Exercise requirements:
Take every line in the entries that includes the word "buildkite" and copy it.

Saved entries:

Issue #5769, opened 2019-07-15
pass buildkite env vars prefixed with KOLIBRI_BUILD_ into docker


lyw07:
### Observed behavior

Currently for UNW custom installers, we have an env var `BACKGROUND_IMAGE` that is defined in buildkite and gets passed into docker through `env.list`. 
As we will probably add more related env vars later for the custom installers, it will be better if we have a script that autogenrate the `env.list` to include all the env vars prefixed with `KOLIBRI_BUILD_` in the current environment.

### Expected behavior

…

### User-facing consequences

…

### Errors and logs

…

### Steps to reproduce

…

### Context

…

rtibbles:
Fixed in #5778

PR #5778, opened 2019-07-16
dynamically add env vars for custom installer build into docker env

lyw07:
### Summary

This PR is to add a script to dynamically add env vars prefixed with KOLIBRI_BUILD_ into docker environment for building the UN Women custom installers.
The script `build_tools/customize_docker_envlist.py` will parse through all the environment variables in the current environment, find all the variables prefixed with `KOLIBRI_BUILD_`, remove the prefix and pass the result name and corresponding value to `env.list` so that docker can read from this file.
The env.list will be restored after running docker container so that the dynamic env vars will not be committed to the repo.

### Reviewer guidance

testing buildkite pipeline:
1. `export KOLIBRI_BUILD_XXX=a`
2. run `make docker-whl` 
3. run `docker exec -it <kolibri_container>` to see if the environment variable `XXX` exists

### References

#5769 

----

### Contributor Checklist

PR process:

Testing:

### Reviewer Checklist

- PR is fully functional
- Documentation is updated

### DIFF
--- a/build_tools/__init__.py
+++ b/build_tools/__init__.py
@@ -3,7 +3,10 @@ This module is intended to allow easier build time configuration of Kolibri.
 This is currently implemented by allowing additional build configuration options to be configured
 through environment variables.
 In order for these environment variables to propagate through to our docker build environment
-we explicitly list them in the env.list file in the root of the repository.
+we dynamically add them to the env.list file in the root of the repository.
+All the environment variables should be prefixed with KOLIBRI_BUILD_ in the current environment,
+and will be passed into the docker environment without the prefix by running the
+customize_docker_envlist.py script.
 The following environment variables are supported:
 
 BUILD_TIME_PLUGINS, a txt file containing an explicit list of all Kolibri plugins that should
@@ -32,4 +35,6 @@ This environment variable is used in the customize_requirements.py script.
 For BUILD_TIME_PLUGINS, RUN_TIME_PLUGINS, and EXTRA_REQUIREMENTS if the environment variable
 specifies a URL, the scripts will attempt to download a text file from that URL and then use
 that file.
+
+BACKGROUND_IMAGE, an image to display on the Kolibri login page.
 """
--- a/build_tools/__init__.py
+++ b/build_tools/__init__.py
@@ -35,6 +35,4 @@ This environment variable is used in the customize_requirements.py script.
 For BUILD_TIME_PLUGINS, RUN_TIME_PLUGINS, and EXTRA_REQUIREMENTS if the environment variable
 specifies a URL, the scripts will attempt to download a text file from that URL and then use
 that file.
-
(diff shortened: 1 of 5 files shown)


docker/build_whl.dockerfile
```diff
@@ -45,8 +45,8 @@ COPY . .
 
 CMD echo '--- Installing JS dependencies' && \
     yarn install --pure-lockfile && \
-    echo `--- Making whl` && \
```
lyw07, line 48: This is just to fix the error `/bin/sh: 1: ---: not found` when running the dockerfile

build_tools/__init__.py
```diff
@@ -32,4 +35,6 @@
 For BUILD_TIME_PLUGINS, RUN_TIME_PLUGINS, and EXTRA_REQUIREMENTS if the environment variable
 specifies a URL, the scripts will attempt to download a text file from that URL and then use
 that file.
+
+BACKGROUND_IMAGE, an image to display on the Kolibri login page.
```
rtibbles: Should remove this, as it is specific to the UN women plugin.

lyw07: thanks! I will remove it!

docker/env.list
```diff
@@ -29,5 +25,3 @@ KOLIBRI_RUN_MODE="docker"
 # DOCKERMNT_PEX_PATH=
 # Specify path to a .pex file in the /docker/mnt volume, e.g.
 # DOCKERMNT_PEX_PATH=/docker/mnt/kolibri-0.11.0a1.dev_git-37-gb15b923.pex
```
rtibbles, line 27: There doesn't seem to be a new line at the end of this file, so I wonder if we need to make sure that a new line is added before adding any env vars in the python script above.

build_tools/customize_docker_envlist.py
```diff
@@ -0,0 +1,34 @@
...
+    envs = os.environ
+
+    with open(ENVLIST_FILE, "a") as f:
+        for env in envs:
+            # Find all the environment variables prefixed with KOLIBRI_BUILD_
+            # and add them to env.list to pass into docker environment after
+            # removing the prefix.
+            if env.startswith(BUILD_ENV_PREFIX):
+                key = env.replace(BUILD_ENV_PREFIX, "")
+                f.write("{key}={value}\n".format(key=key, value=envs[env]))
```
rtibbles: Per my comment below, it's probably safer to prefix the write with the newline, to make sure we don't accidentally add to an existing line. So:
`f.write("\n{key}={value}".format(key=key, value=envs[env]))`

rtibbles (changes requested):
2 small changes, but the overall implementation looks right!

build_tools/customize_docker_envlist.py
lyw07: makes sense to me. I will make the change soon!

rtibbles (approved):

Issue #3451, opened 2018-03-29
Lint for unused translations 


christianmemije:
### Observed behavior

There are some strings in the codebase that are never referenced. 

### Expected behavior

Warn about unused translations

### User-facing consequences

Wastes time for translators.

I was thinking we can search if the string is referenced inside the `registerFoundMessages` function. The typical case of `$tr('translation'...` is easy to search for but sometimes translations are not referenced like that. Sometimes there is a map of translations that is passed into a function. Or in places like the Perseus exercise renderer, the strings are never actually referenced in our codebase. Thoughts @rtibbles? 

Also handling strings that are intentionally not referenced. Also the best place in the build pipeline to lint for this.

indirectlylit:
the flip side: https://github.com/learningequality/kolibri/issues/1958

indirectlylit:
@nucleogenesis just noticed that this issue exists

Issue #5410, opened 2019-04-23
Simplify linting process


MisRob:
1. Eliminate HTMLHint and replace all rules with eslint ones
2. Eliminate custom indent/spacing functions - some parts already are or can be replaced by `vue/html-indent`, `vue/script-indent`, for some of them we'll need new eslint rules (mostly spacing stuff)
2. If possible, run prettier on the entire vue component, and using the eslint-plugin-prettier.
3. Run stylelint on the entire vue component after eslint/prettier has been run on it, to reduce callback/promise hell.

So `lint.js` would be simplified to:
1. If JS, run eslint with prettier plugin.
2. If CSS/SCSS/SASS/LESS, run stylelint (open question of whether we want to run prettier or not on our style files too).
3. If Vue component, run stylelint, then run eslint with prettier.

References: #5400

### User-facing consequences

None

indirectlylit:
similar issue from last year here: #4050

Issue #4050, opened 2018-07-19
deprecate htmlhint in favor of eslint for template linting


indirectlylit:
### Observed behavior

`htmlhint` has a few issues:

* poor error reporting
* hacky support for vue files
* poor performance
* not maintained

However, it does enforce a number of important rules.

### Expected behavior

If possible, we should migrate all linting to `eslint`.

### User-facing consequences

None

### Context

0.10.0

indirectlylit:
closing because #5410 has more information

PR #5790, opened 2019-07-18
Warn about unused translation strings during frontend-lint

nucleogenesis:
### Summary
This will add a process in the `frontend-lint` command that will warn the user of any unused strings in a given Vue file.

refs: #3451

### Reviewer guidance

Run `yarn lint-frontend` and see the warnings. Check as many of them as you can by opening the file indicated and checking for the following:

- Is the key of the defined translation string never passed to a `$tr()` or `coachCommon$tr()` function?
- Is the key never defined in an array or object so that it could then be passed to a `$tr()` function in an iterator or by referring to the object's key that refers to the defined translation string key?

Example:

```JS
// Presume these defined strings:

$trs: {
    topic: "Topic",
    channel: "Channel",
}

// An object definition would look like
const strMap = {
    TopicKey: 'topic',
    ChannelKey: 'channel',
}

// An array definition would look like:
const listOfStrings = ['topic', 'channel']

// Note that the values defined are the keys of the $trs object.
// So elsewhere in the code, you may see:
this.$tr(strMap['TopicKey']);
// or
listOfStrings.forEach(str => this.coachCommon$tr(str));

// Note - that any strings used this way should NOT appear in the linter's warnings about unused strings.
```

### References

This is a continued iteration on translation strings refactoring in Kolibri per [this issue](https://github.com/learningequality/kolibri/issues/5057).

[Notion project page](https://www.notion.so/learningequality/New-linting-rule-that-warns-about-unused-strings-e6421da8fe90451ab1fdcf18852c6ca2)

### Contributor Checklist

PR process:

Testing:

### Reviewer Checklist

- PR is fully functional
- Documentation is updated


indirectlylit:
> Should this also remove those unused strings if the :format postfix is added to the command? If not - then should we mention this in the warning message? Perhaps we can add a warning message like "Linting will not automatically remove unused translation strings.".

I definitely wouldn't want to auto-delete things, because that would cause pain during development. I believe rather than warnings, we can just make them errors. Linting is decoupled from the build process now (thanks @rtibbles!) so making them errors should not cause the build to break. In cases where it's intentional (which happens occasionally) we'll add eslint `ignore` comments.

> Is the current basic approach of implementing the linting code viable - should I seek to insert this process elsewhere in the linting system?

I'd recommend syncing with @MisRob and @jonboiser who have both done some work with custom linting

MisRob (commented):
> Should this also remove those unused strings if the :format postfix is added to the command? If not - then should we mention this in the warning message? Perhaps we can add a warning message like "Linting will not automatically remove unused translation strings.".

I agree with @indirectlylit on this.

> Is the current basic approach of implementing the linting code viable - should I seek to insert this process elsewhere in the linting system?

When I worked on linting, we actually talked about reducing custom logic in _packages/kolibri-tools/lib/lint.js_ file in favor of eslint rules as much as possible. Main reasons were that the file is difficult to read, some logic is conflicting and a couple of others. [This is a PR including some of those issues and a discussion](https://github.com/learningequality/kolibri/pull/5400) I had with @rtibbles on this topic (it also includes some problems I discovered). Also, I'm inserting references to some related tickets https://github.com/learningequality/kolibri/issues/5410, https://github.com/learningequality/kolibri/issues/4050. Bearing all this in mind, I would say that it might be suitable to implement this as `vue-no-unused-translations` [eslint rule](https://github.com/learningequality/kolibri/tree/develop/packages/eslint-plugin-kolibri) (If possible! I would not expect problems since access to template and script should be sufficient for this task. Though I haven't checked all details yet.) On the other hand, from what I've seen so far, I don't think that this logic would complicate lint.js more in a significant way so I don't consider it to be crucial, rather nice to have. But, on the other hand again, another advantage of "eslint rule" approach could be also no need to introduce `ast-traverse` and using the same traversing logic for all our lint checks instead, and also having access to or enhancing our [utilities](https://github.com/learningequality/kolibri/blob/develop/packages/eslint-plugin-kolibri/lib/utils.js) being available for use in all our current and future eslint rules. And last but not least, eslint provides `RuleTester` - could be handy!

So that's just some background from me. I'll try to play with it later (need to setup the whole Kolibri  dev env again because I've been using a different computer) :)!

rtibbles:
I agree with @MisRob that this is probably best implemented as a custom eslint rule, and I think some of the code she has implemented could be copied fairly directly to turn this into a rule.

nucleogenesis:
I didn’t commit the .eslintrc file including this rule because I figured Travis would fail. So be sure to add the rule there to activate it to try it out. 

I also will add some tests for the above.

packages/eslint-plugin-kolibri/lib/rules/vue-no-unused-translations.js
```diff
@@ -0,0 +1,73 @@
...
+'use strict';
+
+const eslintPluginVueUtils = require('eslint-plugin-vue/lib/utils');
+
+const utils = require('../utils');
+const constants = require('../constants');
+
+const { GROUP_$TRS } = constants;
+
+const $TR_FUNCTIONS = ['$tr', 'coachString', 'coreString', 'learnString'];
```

Task output:
pass buildkite env vars prefixed with KOLIBRI_BUILD_ into docker
Currently for UNW custom installers, we have an env var `BACKGROUND_IMAGE` that is defined in buildkite and gets passed into docker through `env.list`. 
testing buildkite pipeline:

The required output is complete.